* **WHAT YOU SHOULD DO**
These entries must be printed again exactly as they are.

* **DATA RECORDS**

PR #488, opened 2025-09-07
QKV calculation improvements in attention mechanism

benraha:
## Motivation and Context

This PR has two changes:
1. Replace costly einsum with simple matrix multiplication - this version is faster in both PyTorch and ONNX. IMO, we do miss some of the clarity, but since this happens in every forward pass, it is worth it.
2. Add a fast-path for the `broadcast_kv_across_heads` function - since the use case where we don't have to change anything happens 50% of the time, this simple fix has great performance benefits.

---

## Public API Changes

-   [X] No Public API changes

---

## How Has This Been Tested?

Locally.

---

## Checklist

---

### DIFF
--- a/src/tabpfn/architectures/base/attention/full_attention.py
+++ b/src/tabpfn/architectures/base/attention/full_attention.py
@@ -434,13 +434,10 @@ class MultiHeadAttention(Attention):
             batch_shape = x.shape[:-1]  # [..., seq_len]
             j, nhead, d_k, input_size = self._w_qkv.shape
 
-            # [..., seq_len, input_size] -> [batch_flat * seq_len, input_size]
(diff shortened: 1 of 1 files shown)


benraha:
@priorphil can you please review? :)

priorphil:
Thanks! Could you share some of the benchmarks (including hardware, datasets shapes, dtype, timings) you ran for each of these changes so I can get a feeling for the magnitude of the speedup? :)

benraha:
Sure! I wrap the model in ONNX, and I measure a 15% reduction in the number of nodes in the graph and ~10% faster inference.

I work on CPU inference, with a fit of 1000 rows, running inference on a few lines at a time.

PR #492, opened 2025-09-08
Forward cache_trainset_representation to load_model.

priorphil:
This also allows to load models that don't support caching yet and works for models that might assign this to a different attribute (previously we set to cache_trainset_representation=True when loading, just to overwrite the attribute immediately after).


LeoGrin (approved):
LGTM!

* **WRITTEN SOLUTION**
PR #488, opened 2025-09-07
QKV calculation improvements in attention mechanism

benraha:
## Motivation and Context

This PR has two changes:
1. Replace costly einsum with simple matrix multiplication - this version is faster in both PyTorch and ONNX. IMO, we do miss some of the clarity, but since this happens in every forward pass, it is worth it.
2. Add a fast-path for the `broadcast_kv_across_heads` function - since the use case where we don't have to change anything happens 50% of the time, this simple fix has great performance benefits.

---

## Public API Changes

-   [X] No Public API changes

---

## How Has This Been Tested?

Locally.

---

## Checklist

---

### DIFF
--- a/src/tabpfn/architectures/base/attention/full_attention.py
+++ b/src/tabpfn/architectures/base/attention/full_attention.py
@@ -434,13 +434,10 @@ class MultiHeadAttention(Attention):
             batch_shape = x.shape[:-1]  # [..., seq_len]
             j, nhead, d_k, input_size = self._w_qkv.shape
 
-            # [..., seq_len, input_size] -> [batch_flat * seq_len, input_size]
(diff shortened: 1 of 1 files shown)


benraha:
@priorphil can you please review? :)

priorphil:
Thanks! Could you share some of the benchmarks (including hardware, datasets shapes, dtype, timings) you ran for each of these changes so I can get a feeling for the magnitude of the speedup? :)

benraha:
Sure! I wrap the model in ONNX, and I measure a 15% reduction in the number of nodes in the graph and ~10% faster inference.

I work on CPU inference, with a fit of 1000 rows, running inference on a few lines at a time.

PR #492, opened 2025-09-08
Forward cache_trainset_representation to load_model.

priorphil:
This also allows to load models that don't support caching yet and works for models that might assign this to a different attribute (previously we set to cache_trainset_representation=True when loading, just to overwrite the attribute immediately after).


LeoGrin (approved):
LGTM!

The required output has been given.